● **Action item**
Nothing in the records should differ when you write them out again.

● **Dataset entries**
· · · ·

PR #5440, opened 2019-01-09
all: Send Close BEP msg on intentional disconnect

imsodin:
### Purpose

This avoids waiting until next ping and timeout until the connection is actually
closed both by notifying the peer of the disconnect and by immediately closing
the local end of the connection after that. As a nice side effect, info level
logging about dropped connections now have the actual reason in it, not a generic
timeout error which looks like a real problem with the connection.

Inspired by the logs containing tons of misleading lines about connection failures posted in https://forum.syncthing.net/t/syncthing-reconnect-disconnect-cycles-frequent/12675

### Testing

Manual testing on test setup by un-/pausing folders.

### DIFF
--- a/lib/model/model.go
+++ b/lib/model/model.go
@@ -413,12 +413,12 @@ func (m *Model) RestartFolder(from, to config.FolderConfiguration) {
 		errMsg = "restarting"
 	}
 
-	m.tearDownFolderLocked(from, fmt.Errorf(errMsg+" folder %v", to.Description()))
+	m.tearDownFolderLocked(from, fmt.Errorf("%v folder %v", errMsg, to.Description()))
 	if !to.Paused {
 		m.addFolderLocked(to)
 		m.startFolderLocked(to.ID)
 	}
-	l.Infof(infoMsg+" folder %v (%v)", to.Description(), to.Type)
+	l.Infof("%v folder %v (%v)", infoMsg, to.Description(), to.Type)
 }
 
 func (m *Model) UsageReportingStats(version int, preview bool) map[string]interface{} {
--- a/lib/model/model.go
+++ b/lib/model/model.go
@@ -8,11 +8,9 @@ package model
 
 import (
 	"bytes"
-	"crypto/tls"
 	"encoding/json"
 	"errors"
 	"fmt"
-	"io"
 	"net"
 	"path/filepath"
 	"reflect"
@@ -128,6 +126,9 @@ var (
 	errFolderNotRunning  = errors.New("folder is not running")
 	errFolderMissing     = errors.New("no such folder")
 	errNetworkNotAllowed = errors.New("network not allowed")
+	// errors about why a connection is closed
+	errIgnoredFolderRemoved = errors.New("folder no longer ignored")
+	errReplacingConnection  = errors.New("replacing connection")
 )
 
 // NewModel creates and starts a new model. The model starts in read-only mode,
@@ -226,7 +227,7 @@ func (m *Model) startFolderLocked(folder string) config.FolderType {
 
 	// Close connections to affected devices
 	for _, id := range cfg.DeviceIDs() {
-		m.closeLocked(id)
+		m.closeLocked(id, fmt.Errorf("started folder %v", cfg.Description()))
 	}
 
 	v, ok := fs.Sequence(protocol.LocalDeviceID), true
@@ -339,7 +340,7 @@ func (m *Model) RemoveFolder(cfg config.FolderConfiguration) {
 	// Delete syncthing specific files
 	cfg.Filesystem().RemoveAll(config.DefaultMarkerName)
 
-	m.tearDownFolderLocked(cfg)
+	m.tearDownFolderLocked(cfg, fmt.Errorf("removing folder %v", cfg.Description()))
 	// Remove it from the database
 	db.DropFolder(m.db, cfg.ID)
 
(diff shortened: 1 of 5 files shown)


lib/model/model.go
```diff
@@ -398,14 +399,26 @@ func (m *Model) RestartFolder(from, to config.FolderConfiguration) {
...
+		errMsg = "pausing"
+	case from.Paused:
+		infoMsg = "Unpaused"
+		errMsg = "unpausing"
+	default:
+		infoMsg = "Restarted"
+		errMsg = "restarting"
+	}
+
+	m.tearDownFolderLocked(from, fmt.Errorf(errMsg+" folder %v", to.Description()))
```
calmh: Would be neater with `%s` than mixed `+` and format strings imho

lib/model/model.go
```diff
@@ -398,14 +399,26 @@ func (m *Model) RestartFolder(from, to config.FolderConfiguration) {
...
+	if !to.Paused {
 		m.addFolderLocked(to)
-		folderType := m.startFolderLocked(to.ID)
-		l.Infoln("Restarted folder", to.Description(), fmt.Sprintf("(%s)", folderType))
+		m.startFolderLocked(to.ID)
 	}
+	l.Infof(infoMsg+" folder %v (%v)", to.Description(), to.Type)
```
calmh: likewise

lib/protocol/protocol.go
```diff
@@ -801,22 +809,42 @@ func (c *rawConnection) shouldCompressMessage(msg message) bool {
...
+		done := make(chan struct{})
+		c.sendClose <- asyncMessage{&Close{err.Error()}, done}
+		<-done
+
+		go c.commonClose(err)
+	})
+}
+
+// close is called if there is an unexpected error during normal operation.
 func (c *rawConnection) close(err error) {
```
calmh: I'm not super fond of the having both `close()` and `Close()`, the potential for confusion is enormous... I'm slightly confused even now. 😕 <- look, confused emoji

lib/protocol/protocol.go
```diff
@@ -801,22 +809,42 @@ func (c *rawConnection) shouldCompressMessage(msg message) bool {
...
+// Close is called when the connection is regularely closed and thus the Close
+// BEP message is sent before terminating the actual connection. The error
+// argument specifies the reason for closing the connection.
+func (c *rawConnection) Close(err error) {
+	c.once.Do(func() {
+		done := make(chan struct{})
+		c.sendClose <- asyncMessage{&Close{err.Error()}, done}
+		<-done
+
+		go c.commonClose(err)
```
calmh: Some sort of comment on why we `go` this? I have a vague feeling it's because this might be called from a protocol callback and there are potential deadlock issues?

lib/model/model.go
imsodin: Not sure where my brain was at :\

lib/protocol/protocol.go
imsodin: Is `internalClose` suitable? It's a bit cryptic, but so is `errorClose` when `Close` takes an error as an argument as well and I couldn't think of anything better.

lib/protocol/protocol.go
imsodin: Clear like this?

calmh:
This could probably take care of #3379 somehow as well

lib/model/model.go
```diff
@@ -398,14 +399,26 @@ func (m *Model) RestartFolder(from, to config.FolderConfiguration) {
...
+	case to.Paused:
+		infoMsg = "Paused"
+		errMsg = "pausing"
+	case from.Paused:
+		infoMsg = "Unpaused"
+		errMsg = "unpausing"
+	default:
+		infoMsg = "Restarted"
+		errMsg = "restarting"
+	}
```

· · · ·

● **Answer to this exercise**
PR #5440, opened 2019-01-09
all: Send Close BEP msg on intentional disconnect

imsodin:
### Purpose

This avoids waiting until next ping and timeout until the connection is actually
closed both by notifying the peer of the disconnect and by immediately closing
the local end of the connection after that. As a nice side effect, info level
logging about dropped connections now have the actual reason in it, not a generic
timeout error which looks like a real problem with the connection.

Inspired by the logs containing tons of misleading lines about connection failures posted in https://forum.syncthing.net/t/syncthing-reconnect-disconnect-cycles-frequent/12675

### Testing

Manual testing on test setup by un-/pausing folders.

### DIFF
--- a/lib/model/model.go
+++ b/lib/model/model.go
@@ -413,12 +413,12 @@ func (m *Model) RestartFolder(from, to config.FolderConfiguration) {
 		errMsg = "restarting"
 	}
 
-	m.tearDownFolderLocked(from, fmt.Errorf(errMsg+" folder %v", to.Description()))
+	m.tearDownFolderLocked(from, fmt.Errorf("%v folder %v", errMsg, to.Description()))
 	if !to.Paused {
 		m.addFolderLocked(to)
 		m.startFolderLocked(to.ID)
 	}
-	l.Infof(infoMsg+" folder %v (%v)", to.Description(), to.Type)
+	l.Infof("%v folder %v (%v)", infoMsg, to.Description(), to.Type)
 }
 
 func (m *Model) UsageReportingStats(version int, preview bool) map[string]interface{} {
--- a/lib/model/model.go
+++ b/lib/model/model.go
@@ -8,11 +8,9 @@ package model
 
 import (
 	"bytes"
-	"crypto/tls"
 	"encoding/json"
 	"errors"
 	"fmt"
-	"io"
 	"net"
 	"path/filepath"
 	"reflect"
@@ -128,6 +126,9 @@ var (
 	errFolderNotRunning  = errors.New("folder is not running")
 	errFolderMissing     = errors.New("no such folder")
 	errNetworkNotAllowed = errors.New("network not allowed")
+	// errors about why a connection is closed
+	errIgnoredFolderRemoved = errors.New("folder no longer ignored")
+	errReplacingConnection  = errors.New("replacing connection")
 )
 
 // NewModel creates and starts a new model. The model starts in read-only mode,
@@ -226,7 +227,7 @@ func (m *Model) startFolderLocked(folder string) config.FolderType {
 
 	// Close connections to affected devices
 	for _, id := range cfg.DeviceIDs() {
-		m.closeLocked(id)
+		m.closeLocked(id, fmt.Errorf("started folder %v", cfg.Description()))
 	}
 
 	v, ok := fs.Sequence(protocol.LocalDeviceID), true
@@ -339,7 +340,7 @@ func (m *Model) RemoveFolder(cfg config.FolderConfiguration) {
 	// Delete syncthing specific files
 	cfg.Filesystem().RemoveAll(config.DefaultMarkerName)
 
-	m.tearDownFolderLocked(cfg)
+	m.tearDownFolderLocked(cfg, fmt.Errorf("removing folder %v", cfg.Description()))
 	// Remove it from the database
 	db.DropFolder(m.db, cfg.ID)
 
(diff shortened: 1 of 5 files shown)


lib/model/model.go
```diff
@@ -398,14 +399,26 @@ func (m *Model) RestartFolder(from, to config.FolderConfiguration) {
...
+		errMsg = "pausing"
+	case from.Paused:
+		infoMsg = "Unpaused"
+		errMsg = "unpausing"
+	default:
+		infoMsg = "Restarted"
+		errMsg = "restarting"
+	}
+
+	m.tearDownFolderLocked(from, fmt.Errorf(errMsg+" folder %v", to.Description()))
```
calmh: Would be neater with `%s` than mixed `+` and format strings imho

lib/model/model.go
```diff
@@ -398,14 +399,26 @@ func (m *Model) RestartFolder(from, to config.FolderConfiguration) {
...
+	if !to.Paused {
 		m.addFolderLocked(to)
-		folderType := m.startFolderLocked(to.ID)
-		l.Infoln("Restarted folder", to.Description(), fmt.Sprintf("(%s)", folderType))
+		m.startFolderLocked(to.ID)
 	}
+	l.Infof(infoMsg+" folder %v (%v)", to.Description(), to.Type)
```
calmh: likewise

lib/protocol/protocol.go
```diff
@@ -801,22 +809,42 @@ func (c *rawConnection) shouldCompressMessage(msg message) bool {
...
+		done := make(chan struct{})
+		c.sendClose <- asyncMessage{&Close{err.Error()}, done}
+		<-done
+
+		go c.commonClose(err)
+	})
+}
+
+// close is called if there is an unexpected error during normal operation.
 func (c *rawConnection) close(err error) {
```
calmh: I'm not super fond of the having both `close()` and `Close()`, the potential for confusion is enormous... I'm slightly confused even now. 😕 <- look, confused emoji

lib/protocol/protocol.go
```diff
@@ -801,22 +809,42 @@ func (c *rawConnection) shouldCompressMessage(msg message) bool {
...
+// Close is called when the connection is regularely closed and thus the Close
+// BEP message is sent before terminating the actual connection. The error
+// argument specifies the reason for closing the connection.
+func (c *rawConnection) Close(err error) {
+	c.once.Do(func() {
+		done := make(chan struct{})
+		c.sendClose <- asyncMessage{&Close{err.Error()}, done}
+		<-done
+
+		go c.commonClose(err)
```
calmh: Some sort of comment on why we `go` this? I have a vague feeling it's because this might be called from a protocol callback and there are potential deadlock issues?

lib/model/model.go
imsodin: Not sure where my brain was at :\

lib/protocol/protocol.go
imsodin: Is `internalClose` suitable? It's a bit cryptic, but so is `errorClose` when `Close` takes an error as an argument as well and I couldn't think of anything better.

lib/protocol/protocol.go
imsodin: Clear like this?

calmh:
This could probably take care of #3379 somehow as well

lib/model/model.go
```diff
@@ -398,14 +399,26 @@ func (m *Model) RestartFolder(from, to config.FolderConfiguration) {
...
+	case to.Paused:
+		infoMsg = "Paused"
+		errMsg = "pausing"
+	case from.Paused:
+		infoMsg = "Unpaused"
+		errMsg = "unpausing"
+	default:
+		infoMsg = "Restarted"
+		errMsg = "restarting"
+	}
```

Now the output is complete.